Era esto cuando se andaba en guerra con los caudillos, que dijeron, de por allá: de las provincias de los salitrales y las travesías, donde los mismos árboles crecen de manera tan dura que se diría que son de fierro y no han visto agua en toda su vida.

Un jefe-no sé si Lago ó Laguna-mozo guapo, bien pesado y valiente como las mismas armas, iba, pues al mando de un pelotón de caballería, de una á otra capital de provincia, allá lejos, creo que de La Rioja á Catamarca, si no era de Salta á Jujuy. El hecho es que estaban por aquellos andurriales, y trota que te trota, y galopa que te galopa, se habían pasado dos días enteros sobre la arena suelta y sobre el piso de sal, blanco y lisito como un mantel recién planchado, y seco, señor, como la misma sed.

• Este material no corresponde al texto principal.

PR #966, opened 2026-06-01
perf + diag: batched XMSS verify across blocks + #942 peer_id attribution

ch4r10t33r:
## Summary

Four commits, one PR. End-to-end batched-XMSS-verify-across-blocks (stages 1–3 + metric rename) plus a small diagnostic fix that surfaces the real peer_id on #942 gossip-decode failures (cherry-picked from #967, which is now closed).

## Commits

| # | Commit | Layer |
|-|-|-|
| 1 | \`a9c3853c\` | \`stf.verifySignaturesParallelMultiBlock\` API + batch-size histogram + 3 new stage labels |
| 2 | \`248d6aa4\` | \`chain.onBlocksBatch\` + \`preVerified\` opt on \`onBlock\` |
| 3 | \`487c9081\` | Chain-worker drain coalesces ≥2 \`.on_block\` messages → batched dispatch |
| 4 | \`d9ad5f4d\` | metric rename: \`lean_chain_worker_block_dispatch_total\` → \`zeam_chain_worker_block_dispatch_total\` |
| 5 | \`57c4bae2\` | libp2p-glue: log \`propagation_source\` instead of \`"unknown_peer"\` on gossip decode failures (#942) |

### Devnet data motivating this (PR #963 deployed image)

| Stage inside \`step="verify_signatures"\` | Mean per block | Share |
|-|-|-|
| **\`phase2_batch_verify\` (rayon XMSS)** | **147 ms** | **99.0%** |
| \`proposer_xmss_verify\` | 1.3 ms | 0.9% |
| \`phase1_prep\` | 0.1 ms | 0.07% |
| \`proposer_block_root\` (after #963 \`e795c0a3\` fix) | 3.6 μs | 0.002% |

A 4-block sync sweep is 4 × ~150 ms ≈ 600 ms of wall-clock verify work today, all of it inside one block at a time. Batching means **one rayon call** across every attestation in all 4 blocks — same parallel pool, 4× the concurrent work to schedule.

### Stage 1 — new \`stf\` API (commit 1)

\`\`\`zig
pub const VerifyMultiBlockTask = struct {
    signed_block: *const types.SignedBlock,
    precomputed_block_root: *const [32]u8,
};

pub fn verifySignaturesParallelMultiBlock(
    allocator: Allocator,
    tasks: []const VerifyMultiBlockTask,
    pubkey_cache: ?*xmss.PublicKeyCache,
    thread_pool: anytype,
) !void
\`\`\`

- Phase 1 (serial): per-block pubkey-cache warm + index check + message-hash compute, accumulating tasks into one batch.
- Phase 2 (parallel): **ONE** rayon call across the combined batch.
- Proposer signatures: K serial \`xmss.verifySsz\` (single XMSS each — too small to batch).
- K=1 fast-path delegates to the existing \`verifySignaturesParallel\` so single-block callers (gossip, locally-produced blocks) keep identical metric labels and behaviour.
- \`precomputed_block_root\` REQUIRED on the multi-block path so we don't re-introduce the duplicated \`hashTreeRoot(BeamBlock)\` that PR #963's \`e795c0a3\` fix eliminated.

New metrics:
- \`zeam_stf_verify_signatures_stage_duration_seconds{stage="phase1_prep_multiblock" | "phase2_batch_verify_multiblock" | "proposer_xmss_verify_multiblock"}\`
- \`zeam_stf_verify_signatures_batch_size\` (buckets 1, 2, 4, 8, 16, 32)

### Stage 2 — \`chain.onBlocksBatch\` (commit 2)

\`\`\`zig
pub const BatchBlockResult = struct { missing_roots: ?[]types.Root };

pub fn onBlocksBatch(
    self: *Self,
    signedBlocks: []const types.SignedBlock,
    block_roots: []const types.Root,
    pruneForkchoice: bool,
) ![]BatchBlockResult
\`\`\`

1. Look up FIRST block's parent state (sufficient — lean consensus validator set is fixed at genesis, so pubkeys are identical across all parent states).
2. Build K \`VerifyMultiBlockTask\` entries.
3. ONE \`stf.verifySignaturesParallelMultiBlock\` call.
4. Per-block sequential STF via the regular \`onBlock\` path with new opts flag \`preVerified = true\` — skips the duplicated verify call inside \`onBlock\` while every other invariant (STF, fork choice, persistence) stays unchanged.

Failure handling: if the batched verify returns \`InvalidBlockSignatures\`, falls back to per-block \`onBlock(.{ preVerified = false })\` so valid blocks still import and only the bad block fails individually.

K=0 → empty slice. K=1 → routes through \`onBlock\` for identical semantics.

\`onBlock\` opts addition: \`preVerified: bool = false\` on \`CachedProcessedBlockInfo\`. Set ONLY by \`onBlocksBatch\`; bare callers leave it false.

### Stage 3 — chain-worker drain (commit 3)

\`\`\`
if (block_queue.outstandingDepth() > BLOCK_BATCH_THRESHOLD) {
    collect up to BLOCK_BATCH_MAX .on_block messages
    dispatch via on_blocks_batch vtable        ← NEW
} else {
    one .on_block via on_block vtable           ← existing single-block path
}
\`\`\`

| Constant | Value | Why |
|-|-|-|
| \`BLOCK_BATCH_THRESHOLD\` | **2** | Below this, latency-sensitive gossip / locally-produced blocks keep going through the single-block path. |
| \`BLOCK_BATCH_MAX\` | **4** | Matches \`BLOCKS_BY_RANGE_SYNC_THRESHOLD\` — a single catch-up sweep fills the batch exactly. |

Non-\`.on_block\` variants encountered mid-collection flush the partial batch and route through single-shot dispatch for ordering fidelity. \`markProcessed()\` called once per popped message.

New thunk \`chainWorkerOnBlocksBatchThunk\`: calls \`chain.onBlocksBatch\`, runs per-block bookkeeping (\`onBlockFollowup\` + \`replayPendingAttestations\` + \`imported_block\` backchannel) once per block in iteration order.

New counter: \`zeam_chain_worker_block_dispatch_total{path="single" | "batch"}\` — proves whether batching engaged.

### Stage 4 — metric prefix correction (commit 4)

Renamed from \`lean_chain_worker_block_dispatch_total\` to \`zeam_chain_worker_block_dispatch_total\`. \`lean_*\` is reserved for protocol-shape metrics; this counter measures a zeam implementation detail (drain-loop dispatch decision) with no analogue in other lean clients.

### Known trade-off in the batched dispatch path

TOCTOU rejection paths (\`MissingPreState\` / \`PreFinalizedSlot\`) that the single-block thunk routes to the \`rejected_block\` callback are NOT exercised from the batched thunk: \`onBlocksBatch\` swallows per-block failures into \`missing_roots = null\` so we lose the error tag. Acceptable because:
1. The TOCTOU window is narrow (the producer just checked \`hasBlock(parent)\` under a shared lock).
2. Gossip-rate blocks at queue depth ≤ threshold still go through the single-block thunk with full TOCTOU.
3. Catch-up blocks (where this PR helps most) rarely hit TOCTOU.

## Part 2 — #942 peer_id attribution (commit 5)

Pulled in from PR #967 (now closed) so it ships alongside this work.

The decode-failure log at \`pkgs/network/src/ethlibp2p.zig:638\` prints \`from peer={sender_peer_id_slice}\` — and that slice has been uniformly \`"unknown_peer"\` because of this on the Rust side (\`rust/libp2p-glue/src/lib.rs:2761\`):

\`\`\`rust
let sender_peer_id_string = message.source
    .map(|p| p.to_string())
    .unwrap_or_else(|| "unknown_peer".to_string());
\`\`\`

\`message.source\` is \`Some(PeerId)\` only when the gossip message is signed by its original publisher. zeam runs gossipsub with \`ValidationMode::Anonymous\`, which disables signed messages — so \`message.source\` is ALWAYS \`None\`, and the literal "unknown_peer" string ended up in every \`error.Corrupt\` log entry.

That destroyed our ability to attribute byte-corrupt arrivals to a specific upstream peer. Today's investigation revealed:
- ~14 corrupt/min/node, fleet-wide
- **Byte-identical corrupted payloads on every zeam node** (same SHA across 4 nodes for the same timestamp) — not local buffer aliasing, deterministic from somewhere upstream
- Python reference snappy ALSO rejects the bytes → genuinely malformed snappy, not a zig-snappy edge case
- But the network keeps progressing → other clients accept these bytes → some producer is emitting non-conformant snappy that lenient decoders accept

### Fix

When \`message.source\` is \`None\`, fall back to \`propagation_source\` — the peer who handed us these bytes on this hop. \`propagation_source\` is always populated by libp2p-gossipsub (it's the immediate forwarder), so we always have a real peer_id (\`"16Uiu2HAm..."\` form) in the log now.

Trade-off: \`propagation_source\` is the FORWARDER, not the original producer (the publisher's identity is genuinely unrecoverable under Anonymous mode). But every byte-identical corrupt arrival traces back through some forwarding hop, and now we can score / disconnect / report that specific peer instead of guessing "unknown_peer".

## Expected impact

| Workload | Before | After (K=4) |
|-|-|-|
| 4-block sync sweep verify wall-clock | ~600 ms (4 × 150 ms) | **~150 ms** (one rayon call) |
| Catch-up rate per peer-sweep | ~7 blocks/s | **~25-30 blocks/s** |
| zeam_15-class 100-slot deficit closing time | ~30 s | **~5 s** |
| #942 corruption attribution | "from peer=unknown_peer" → useless | real peer_id → traceable to a specific client |

## Test plan

- [x] \`zig build test\` — all 350+ tests across 14 groups pass
- [x] \`cargo build -p libp2p-glue\` green for both changes
- [ ] Deploy with a fresh image; expect:
  - \`zeam_chain_worker_block_dispatch_total{path="batch"}\` to be non-zero during catch-up
  - \`zeam_stf_verify_signatures_batch_size_bucket{le="4"}\` to dominate over \`le="1"\` during catch-up
  - \`zeam_stf_verify_signatures_stage_duration_seconds_sum{stage="phase2_batch_verify_multiblock"}\` substantially less than 4× the single-block stage sum
  - lagging-node behind delta to close roughly 4× faster than today
  - \`error.Corrupt\` log lines now showing a real \`peer=16Uiu2HAm...\` for #942 attribution

### DIFF
--- a/Dockerfile
+++ b/Dockerfile
@@ -79,12 +79,26 @@ COPY .git/HEAD .git/HEAD
 COPY .git/refs .git/refs
 
 # Get git commit hash and build the project with optimizations
-# Use cache mount for Zig build cache as well
+# Use cache mounts for both the Zig and Cargo build caches.
+#
+# Without the three `/root/.cargo/{registry,git}` and `/app/rust/target`
+# mounts, every Docker build (even for a 1-line Rust change) re-downloads
+# the full Cargo crate graph and re-compiles the ~200 transitive deps
+# (libp2p, gossipsub, quinn, tokio, ...) from scratch. On Mac/Docker
+# Desktop that's 5-15 minutes of pure Cargo compile time burned per
+# build. With these mounts: ~10s incremental rebuilds for typical changes.
+#
+# `rust/target` is where `cargo -C rust build` writes artifacts (see
+# build.zig: `cargo_build = b.addSystemCommand({..., "-C", "rust", ...})`).
+#
 # CPU targeting per architecture:
 #   amd64: x86-64-v3 (AVX2, no AVX512) — portable across modern x86_64 servers
 #   arm64: generic CPU — QEMU-compatible when cross-building
 ARG TARGETARCH
 RUN --mount=type=cache,target=/root/.cache/zig \
+    --mount=type=cache,target=/root/.cargo/registry \
+    --mount=type=cache,target=/root/.cargo/git \
+    --mount=type=cache,target=/app/rust/target \
     EXTRA_ZIG_FLAGS="" && \
     if [ "$TARGETARCH" = "amd64" ]; then \
         EXTRA_ZIG_FLAGS="-Dcpu=x86_64_v3 -Drust-target-cpu=x86-64-v3"; \
@@ -98,14 +112,20 @@ RUN --mount=type=cache,target=/root/.cache/zig \
     else \
         GIT_VERSION=$(echo "$GIT_VERSION" | head -c 7); \
     fi && \
-    zig build --seed 0 -Doptimize=ReleaseSafe -Dgit_version="$GIT_VERSION" $EXTRA_ZIG_FLAGS
+    zig build --seed 0 -Doptimize=ReleaseSafe -Dgit_version="$GIT_VERSION" $EXTRA_ZIG_FLAGS && \
+    REC_AGG_DIR=$(find /root/.cargo/git/checkouts -path "*/rec_aggregation" -type d | head -1) && \
+    cp -r "$REC_AGG_DIR" /tmp/rec_aggregation_src && \
+    echo "$REC_AGG_DIR" > /tmp/rec_aggregation_path
 
-# rec_aggregation's compilation.rs reads .py source files at runtime to verify
-# a bytecode fingerprint (via env!("CARGO_MANIFEST_DIR") baked at compile time).
-# Stage the crate source so we can recreate the path in the runtime image.
-RUN REC_AGG_DIR=$(find /root/.cargo/git/checkouts -path "*/rec_aggregation" -type d | head -1) \
-    && cp -r "$REC_AGG_DIR" /tmp/rec_aggregation_src \
-    && echo "$REC_AGG_DIR" > /tmp/rec_aggregation_path
+# Note: rec_aggregation extraction is folded into the build RUN above
+# (not a separate RUN) because we cache-mount /root/.cargo/git on that
+# RUN — cache mounts are ephemeral per-RUN, so a subsequent layer cannot
+# see /root/.cargo/git/checkouts at all. /tmp/rec_aggregation_src lands
+# on the real image layer and is picked up by the runtime-prep stage.
+# rec_aggregation's compilation.rs reads .py source files at runtime to
+# verify a bytecode fingerprint (via env!("CARGO_MANIFEST_DIR") baked at
+# compile time), so the crate source has to be present at the same path
+# in the runtime image.
 
 # Intermediate stage to prepare runtime libraries
 FROM ubuntu:24.04 AS runtime-prep
--- a/pkgs/metrics/src/lib.zig
+++ b/pkgs/metrics/src/lib.zig
@@ -339,7 +339,7 @@ const Metrics = struct {
     /// dispatch. Sum the latter with the K from
     /// `zeam_stf_verify_signatures_batch_size_count` to recover the
     /// total number of blocks that took the batched path.
-    lean_chain_worker_block_dispatch_total: LeanChainWorkerBlockDispatchCounter,
+    zeam_chain_worker_block_dispatch_total: ZeamChainWorkerBlockDispatchCounter,
     /// Tripwire counter (zclawz review on PR #890): bumped from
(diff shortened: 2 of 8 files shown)


g11tech (approved):
while I agree that devnet5 will make it redundant as @anshalshukla says, we need to pass devnet4 stage acceptability as of now, so approving it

El teniente- entonces era teniente; después llegó á coronel, y hubiera llegado á general...

pero eso no hace al caso... -el teniente, pues, tenía sed también, y los soldados más, porque habían apelado á un chifle con caña que llevaba uno, y el remedio «jué ¡p'a pior» como decían ellos.

Ya el día de antes, los cuernos, los mates y las vejigas en que llevaban agua, se les habían acabado... porque de miedo de tener sed habían tenido mucha sed...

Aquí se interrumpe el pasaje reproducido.